Authors: Jie Min Lam, Amedra Basgaran, Sophie Paschke, Eva Lymberopoulos, James Arney, Michael Hobbs, Muhannad Alomari, Nikhil Sharma
Section: Mapping the Tumour Landscape
Link to Publication: Pending. Accepted at Nature Conference “The Tumour Landscape: Translating Mechanism to Therapy”.

Abstract Summary

Following advances in understanding the role of the microbiome in carcinogenesis, we find that inter-country differences exist in the intratumoral microbiome of patients with colorectal cancer in the USA compared to those from Europe and Japan.


The microbiome appears critical to human health. Following advances in understanding the gut microbiome in carcinogenesis, the presence of bacteria within tumours has generated significant attention1. The intratumour microbiome can be linked with both positive and negative effects on cancer development2 and immune response3,4. Understanding sources of variation to manage this dichotomy could inform personalised treatment. Mucosal barrier penetration is a mechanism for environmental microbe translocation present in colorectal cancer (CRC)5. We hypotheses this may vary between countries given the difference in gut microbiome. We studied the intratumour microbiome in CRC patients across Europe, the USA and Japan.
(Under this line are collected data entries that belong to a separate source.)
PR #5563, opened 2019-03-31
 Simplifies min/max version range for search and cache APIs

### LINKED ISSUE #5558: Searching in SMF Admin gives error in log

Sesquipedalian:
The previous way required us to update the `$version_compatible` strings in Class-SearchAPI.php and Class-CacheAPI.php with every release, in a misguided and ineffective attempt to future-proof against API changes.

Fixes #5558

### DIFF
--- a/Sources/Class-CacheAPI.php
+++ b/Sources/Class-CacheAPI.php
@@ -137,7 +137,7 @@ interface cache_api_interface
 	 * @access public
 	 * @return string the value of $key.
 	 */
-	public function getMiniumnVersion();
+	public function getMinimumVersion();
 
 	/**
 	 * Gets the Version of the Caching API.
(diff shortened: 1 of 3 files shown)


live627:
Should the version strings be constants?

Sesquipedalian:
> Should the version strings be constants?

To clarify, do you mean changing the `$version_compatible` and `$min_smf_version` variables into constants?

live627:
yes

Sesquipedalian:
Hm... probably not, no. It is possible that mods might need to change those values when extending the class. 

For example, maybe a change in SMF 2.1.7 will break the Sphinx search mod in a way that requires two versions of the Sphinx mod to be released: Sphinx_A that is compatible with 2.1 RC1 through 2.1.6, and Sphinx_B that is compatible with 2.1.7 through 2.1.999. That's not a very likely scenario, but not an impossible one.

MissAllSunday:
But they can redefine the constant if they extend the class and we use "static" when referencing those constants.

Now, I can argue than those vars are suppose to be changed, in that case a constant isn't the best case for that, better put some getters and setters for those vars to allow  configuration by whoever needs it.

live627 (approved):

We leveraged BioCorteX’s industry leading knowledge graph and integrated proprietary technology engines. Utilising a data driven mechanistic approach, 1,549 colorectal tumour microbiome samples from 5 different countries (France, Spain, Switzerland, the USA and Japan) were analysed in BioCorteX’s Carbon MirrorTM platform v20230504_112227. Microbiome analyses were performed, including alpha diversity, beta diversity, compositional abundance profile and permutational analysis of variance (PERMANOVA). No significant batch effects were observed.


We found significant population-level differences in alpha diversity, which was lowest in the USA compared to Japan. The intratumoral microbiome of samples from the USA significantly differed from that of other countries in beta diversity and PERMANOVA analyses (p < 0.001). Fusobacteriota were present in the composition of all intratumour microbiome groups, but notably abundant in Spain (34.6%).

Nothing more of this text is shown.